ERROR: Grip orientation incorrect. Feed distribution rate exceeding optimal parameters. Avian subjects exhibiting stress responses (clucking frequency +22%, wing flutters +15%).
The scoop was backward. Grain poured too fast, pelting the ground like hail, sending hens scrambling in pixelated panic. Walt froze, heart hammering against his ribs.
A glance toward Darwin.
The man hadn’t moved. Hadn’t sighed. But something in his face had shifted-not disapproval, not even judgment. Just ... annotation. The quiet highlight of a flawed algorithm.
Walt swallowed. Reset.
Recalibrating ... Grip adjusted to Darwin-O’Doyle-Standard. Toss arc: 1.2 meters. Force: 0.3 newtons. Frequency: 1 scoop per 4.5 seconds.

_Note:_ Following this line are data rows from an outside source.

PR #5580, opened 2024-01-02
Small refactor of abTest module interface

GHaberis:

I've been documenting our [client-side AB tests](https://github.com/guardian/support-frontend/wiki/Client-side-AB-Testing) set-up on the support site. In doing so I noticed a few exports that weren't actually imported anywhere, or were only imported to test, so I made the following small changes:

1) Removed the export `getSourceFromAcquisitionData`, this function is only referenced within the module.
2) Moved the `targetPageMatches` export to an `_` export which is naming convention to highlight it's only exported for testing purposes.
3) Grouped the remaining named exports `init` and `getAmountsTestVariant` at the end of the module. I find grouping the exports like this at the end of the module easier when trying to get a quick overview of a modules interface. 

Interested in feedback on points 2 and 3 as I don't believe we have agreed conventions on these approaches, but consistency through convention could be beneficial.

### DIFF
--- a/support-frontend/assets/helpers/abTests/abtest.ts
+++ b/support-frontend/assets/helpers/abTests/abtest.ts
@@ -79,7 +79,7 @@ export type Tests = Record<string, Test>;
 
 // ----- Init ----- //
 
-export function init(
+function init(
 	country: IsoCountry,
 	countryGroupId: CountryGroupId,
 	abTests: Tests = tests,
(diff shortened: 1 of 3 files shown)


support-frontend/assets/helpers/abTests/abtest.ts
```diff
@@ -538,3 +541,10 @@ export function targetPageMatches(
 
 	return locationPath.match(targetPage) != null;
 }
+
+export { init, getAmountsTestVariant };
+
+// Exported for testing only
+export const _ = {
```
tomrf1, line 548: this is new to me! Are we already doing this elsewhere?

tomrf1 (approved):
looks good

Smaller throws. Even spreads. The exact, economical wrist-flick he’d seen yesterday, replicated with near-perfect precision.
Across the coop, Darwin’s weight shifted-a subtle but deliberate transfer from left foot to right. No smile. No nod. Just the faintest settling of his shoulders, a fractional relaxation of his crossed arms. It transmitted something undeniable:
microfeedbackreceived: ACCEPTED
No words exchanged. No tutorials given. Just two systems communicating in the only language that mattered here-motion, repetition, and the silent acknowledgment of something almost like progress.
Day two performance: Efficiency gain: 19.6%. Darwininteractionlevel: Increased by 8%. Environmental adaptation: Accelerating. Tomorrow’s forecast: Further optimizations possible.
The sun climbed higher over O’Doyle Acres, burning away the last traces of dawn mist. Somewhere in the distance, a tractor coughed to life. Walt kept working, the ghost of approval warming muscles still screaming from yesterday.
By midmorning, the sun had transformed O’Doyle Acres into a kiln. Walt’s borrowed shirt clung to his back like a damp paper label, fabric stiff with evaporated sweat and dotted with salt rings where it had dried and rewet a dozen times. Beneath it, his skin burned an angry mottled red, heat rash spreading from his collar down to the small of his back in patchy constellations. Every shift of his shoulders sent fresh prickles of agony across skin roasted raw through the thin cotton.